Dion and Phil Gernhard got together in 1968 at Dion’s Florida home where he auditioned a few folkish-type numbers by Leonard Cohen and Nilsson. When Gernhard heard him sing he thought, “Oh my God, this guy’s voice is perfect for Holler’s song because he won’t telegraph it!”

Gernhard brought out Holler’s sheet music and asked the singer to work on the song and see what he thought. Dion’s response after seeing it was; “I hate this song, I don’t want to cut it, I don’t like it.” Gernhard refused to take no for an answer and worked hard on the reluctant artist. Even Dion’s wife endorsed the song and eventually he relented and in the summer of 1968 flew to New York to record the number even though he still didn’t like it. On the day of the session, Gernhard was in the producer’s chair working alongside arranger John Abbott. Dion walked into the studio, sang the song once, beautifully, and departed.
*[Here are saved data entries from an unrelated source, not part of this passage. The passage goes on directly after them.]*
PR #88, opened 2020-10-01
fix: remove old hack

eddieantonio:
there was a brief moment of time when I had to cast something to unknown to get the TypeScript compiler to stop screaming at me; that time is no longer. No more gross casting to unknown!


jienius (approved):
.

pranavnarang (approved):
LGTM!

PR #89, opened 2020-10-01
refactor(test): factor out common setup code

eddieantonio:
Practically every test in test-storage needs its own, empty PredictiveTextStudio database, alongside a Storage object that uses it. This extracts that into a beforeEach hook so that the following tests are easier to write (less boilerplate).


jienius (approved):
.

pranavnarang (approved):
LGTM 👍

When released in the USA it reached number four. It was no only popular, but really made people sit up and take notice. High school teachers played it in classrooms and got teary-eyed, and were amazed at how quiet and thoughtful their students suddenly became. Later in ’68 Dion sang it on The Smothers Brothers Comedy Hour with Gernhard in the audience. After the show, “Dion seemed upset,” recalled Gernhard in a 2000 interview “But he wouldn’t say what was wrong. We went out and grabbed some dinner and headed back to the hotel. Eventually he spoke up and although Dion will never, ever acknowledge this publicly, he suddenly turned to me and he said, ‘I didn’t know it was about those guys.'”
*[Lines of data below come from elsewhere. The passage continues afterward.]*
Issue #76, opened 2020-09-24
Avoid Svelte's scoped-styles and use BEM instead?


eddieantonio:
Although scoped CSS — writing `<style>` directly within a Svelte component — is convenient, it's not without its costs:

Styles distributed among multiple files — if the scoped styles are not factored well, this could end up being confusing.

Scoping is accomplished by adding a unique class to each element it affects; this has the side-effect of increasing the specificity of every selector written with a scoped `<style>` block.

---

**What conventions should we have for organizing CSS?**

I personally:
 - have my reservations about scoped CSS, but I can see its utility in _truly_ reusable components
 - like BEM naming (https://en.bem.info/methodology/quick-start/, https://css-tricks.com/bem-101/, https://9elements.com/bem-cheat-sheet/), but it can get quite "philosophical"!

Thoughts?

eddieantonio:
We'll use whatever works at the time and refactor when needed :D

PR #90, opened 2020-10-02
[#48] feat: Find an appropriate router for Svelte 

### LINKED ISSUE #48: Find an appropriate router for Svelte

IanSeng:
# Summary 
- Implemented routing feature into the application by using the library **svelte-routing**. 
- Restructured the folder into `src/pages` & `src/components` 
- Moved all content from `App.svelte` to` LandingPage.svelte` 
- Created a Testing page for the purpose of manual testing for the routing functionality
- Introduced a global css file

## Note: 
- This library was fully written in JS and I remove `lang="ts"` from the `App.svelte` to avoid the complain from TS. Other than  Sapper framework, most of the Svelte routing libraries I have found were written in JS; thus, this might seem to be inevitable. @eddieantonio  it would be great if I could have your insight on this.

Dion wrote in his 1988 memoir, The Wanderer, “If it had been up to me, Abraham, Martin and John would have stayed just a young songwriter’s dream. I was recovering from a long addiction to drugs and working to get my career back on track and just didn’t see the message of the song until my mother-in-law pointed it out to me. “I realised that what these four guys – Lincoln, King and the Kennedys — had in common was a dream. It was like they had the courage to believe that a state of love really can exist…’Abraham, Martin and John’ was a way of reminding people that they could aspire to great things, even in the midst of tragedy and confusion.”